One of the advantages of my current (albeit unchosen) lifestyle, is that it affords me a generous amount of time to philosophise. Thoughts that, to me at least, seem great and of world-wide significance, flood into my very, well into the stewing tea-pot that i like to call ‘my mind’. Occasionally I’ve really a great deal too much time on my hands and i end up pouring out cup after cup of my writing into a blog post very much like this one and sharing them with you fine people. I know you live for these moments and it is my blessing to you to bore share them with you. So indulge me now if you will as we engage in a little intellectual tea-bagging.
There have been a small number of occasions in my life, when i have been in the fortunate position of requiring a new waste-paper basket. That’s right, do not adjust your sets, your heard me correctly. I am talking about the process of purchasing a shiny new waste-paper basket.
To me this has always been a moment of great significance because i, have thought through the imminent philosophical conundrum and am genuinely excited by it. Orgasms have been detected, such is the rush of adrenalin at the process which is about to get underway.
You’re clambering for me to explain and with such sweetness and offers of intimate lickings, that i shall of course try to satisfy your immediate needs.
The process about which i speak begins as soon as you have selected your nice new shiny waste-paper basket from the myriad of available styles. Or at least it should have done if you’ve entered a perfectly proper stationery and office supplies emporium and not some seedy back-street or common place “Pound” shop. I myself don’t hold with such places, there’s something remarkably dirty about handing over a crisp clean fifty pound note sterling and receiving a kilo of grubby pound coins in change. It gives one a feeling of great relief when one can finally get rid of them by handing them out to the poor or indeed anyone from Tooting.
So you’ve selected your waste-paper basket of choice and are now at the cash register ready to engage in what i like to call the “transactional” stage of the process. The helpful, pretty and intelligent shop assistant (probably from Putney or Hampstead) takes your basket, momentarily admiring your taste and selects a bag within which to place it, so as to afford you an easy means of carrying it home. You complete your financial obligations and leave the store, the proud owner of a shiny new waste-paper basket. The Yin (阴) has been cast.
Bustling through the busy streets, you have not a care in the world as you gaily swing the bag at your side, whistling to yourself a merry tune all the way home.
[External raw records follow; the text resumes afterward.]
PR #712, opened 2024-01-20
Run training jobs without ssh in the local machine.

zheng-da:
*Description of changes:*
When running a training job on the local machine, we can avoid using ssh.

### DIFF
--- a/docs/source/install/env-setup.rst
+++ b/docs/source/install/env-setup.rst
@@ -49,7 +49,10 @@ Configure SSH No-password login
 ................................
 To perform distributed training in a cluster of machines, please use the following commands
 to configure a local SSH no-password login that GraphStorm relies on.
-*Note*: this is not needed for the standalone mode.
+
+.. note::
+
+    This is not needed for the standalone mode.
 
 .. code-block:: bash
 
--- a/docs/source/install/env-setup.rst
+++ b/docs/source/install/env-setup.rst
@@ -47,7 +47,9 @@ For CPU environment:
 
 Configure SSH No-password login
 ................................
-Use the following commands to configure a local SSH no-password login that GraphStorm relies on.
+To perform distributed training in a cluster of machines, please use the following commands
+to configure a local SSH no-password login that GraphStorm relies on.
+*Note*: this is not needed for the standalone mode.
 
 .. code-block:: bash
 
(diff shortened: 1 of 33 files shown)


zhjwy9343:
After we change this behavior, should we update any documentations?

python/graphstorm/run/launch.py
```diff
@@ -733,8 +913,56 @@ def signal_handler(sig, frame): # pylint: disable=unused-argument
...
+                    ip = result[0]
+                    port = get_available_port(ip)
+                    hosts.append((ip, port))
+                else:
+                    raise RuntimeError("Format error of ip_config.")
+    else:
+        # The user doesn't provide an IP config file. This means we are going to
+        # run the training job in the local machine. We should create a temporary
+        # IP config file.
+        with tempfile.NamedTemporaryFile(delete=False) as fp:
```
classicsong, line 957: Who will remove this file?

zhjwy9343: And why do we still need this temp file as we already know the ip address?

zheng-da: DistDGL needs this file.

zheng-da: right now it's not deleted. this is a temporary file. should we delete it?

docs/source/install/env-setup.rst
```diff
@@ -47,7 +47,9 @@ For CPU environment:
 
 Configure SSH No-password login
 ................................
-Use the following commands to configure a local SSH no-password login that GraphStorm relies on.
+To perform distributed training in a cluster of machines, please use the following commands
+to configure a local SSH no-password login that GraphStorm relies on.
+*Note*: this is not needed for the standalone mode.
```
zhjwy9343, line 52: Can you use the blow rst code to highlight this Node.

.. note::

    This operation is not needed for the standalone mode.

docs/source/tutorials/quick-start.rst
```diff
@@ -12,12 +12,6 @@ GraphStorm is designed for easy-to-use GML models, particularly the graph neural
 
 This tutorial will use GraphStorm's built-in OGB-arxiv dataset for a node classification task to demonstrate these three steps.
 
-.. warning::
```
zhjwy9343, line 15: Could you also help to remove the same warning section in the `own-data.rst` line 11-15?

zhjwy9343 (approved):
LGTM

Entering your abode, throwing aside your keys and coat you rush to the room into which you plan to install your shiny new waste-paper basket. You pull it from its carrier bag and set it down, proudly, in its place, by your desk or in the corner, there waiting to receive its first consignment of rubbish.
But wait. What’s this? What is this that you still have in your other hand? For there you find yourself, still holding the now empty carrier bag. The bag into which the waster-paper basket was placed. The bag which has served its purpose well and is no longer required. It is rubbish. It must be disposed of. And then it dawns on you. Right there, in front of you, is a nice new shiny waste-paper basket. The bag into which the basket went must now itself be cast into the very same basket. The Yang (阳) has been cast too.
And you know, life’s often like that too. We carry the basket, protect it, convey it only to find that when our journey’s complete, the basket must spend the rest of its days, filling up with all of our daily rubbish.